Kedua adalah fai’  yaitu pendapatan dari penaklukan negeri lain tanpa melalui peperangan, dasarnya adalah surat Al-Hasr ayat 6 dan 7. Seluruhnya adalah untuk Allah dan RasulNya, keluarga Rasul, anak yatim, orang miskin dan orang dalam perjalanan. Berarti ini juga untuk negara yang bisa dipakai untuk membiayai kebutuhan-kebutuhannya terutama untuk mensejahterakan rakyat. Tetapi lagi-lagi, kita tidak sedang menaklukkan negeri lain tanpa peperangan – jadi untuk saat ini pendapatan dari fai’ ini juga tidak ada.

Ketiga adalah kharaj, yaitu pajak atau tepatnya sewa atas tanah-tanah yang dikuasai oleh kaum muslimin – melalui perang ataupun tidak – tetapi tanah tersebut tetap digarap oleh non-muslim.

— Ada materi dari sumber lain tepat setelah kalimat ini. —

PR #670, opened 2017-04-13
Explicitly call parent constructor

krlmlr:
for copy constructor, to avoid warning in `-Wextra`.


kevinushey:
LGTM

eddelbuettel:
I turned a rev.dep on for a combination of #670 and #671 but it will run into the night.

eddelbuettel:
And given the very recent change to #671 I just updated to that and restarted.

eddelbuettel:
Reverse-depends check [worked just fine](https://github.com/RcppCore/rcpp-logs/commit/ea021dda73bd61681ef1b8ea485d1b767d13619f), so merging this.

PR #671, opened 2017-04-13
BEGIN_RCPP uses the variables it defines

krlmlr:
Will be used instead of `BEGIN_RCPP` for generated wrappers for C++ interfaces (`[[Rcpp::interfaces(cpp)]]`).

Dasarnya adalah apa yang dilakukan oleh Rasulullah Shallallahu ‘Alaih Wasalllam atas tanah-tanah Fadak, Khaibar dan eks tanah Banu Nadhir. Pendapatan kharaj dari tanah-tanah tersebut dipakai untuk membiayai perang, menyantuni fakir miskin, orang dalam perjalanan dlsb.

Hal yang sama dilakukan ketika di jaman Khalifah Umar bin Khattab banyak melakukan penaklukan demi penaklukan. Tanah-tanah Iraq, Syria, Mesir dlsb. yang ditaklukkannya – tidak kemudian dibagi sebagai pendapatan ghanimah. Tanah-tanah tersebut menjadi milik pemerintahan kaum muslimin dan  tetap digarap pemiliknya semula,  tetapi mereka membayar kharaj ke pemerintahan Islam.

Kita memang bukan negeri Islam dan tidak memiliki tanah kharajiyah ini, tetapi negeri ini punya banyak lahan yang tidak atau kurang produktif – atau menggunakan istilah Al-Qur’an adalah tanah yang mati. Tanah-tanah seperti ini ini tetap milik negara dan sebenarnya bisa disewakan saja ke siapa saja yang bisa memakmurkannya – pendapatan sewa inilah yang bisa mengambil dari inspirasi kharaj dari negeri muslim di masa lampau.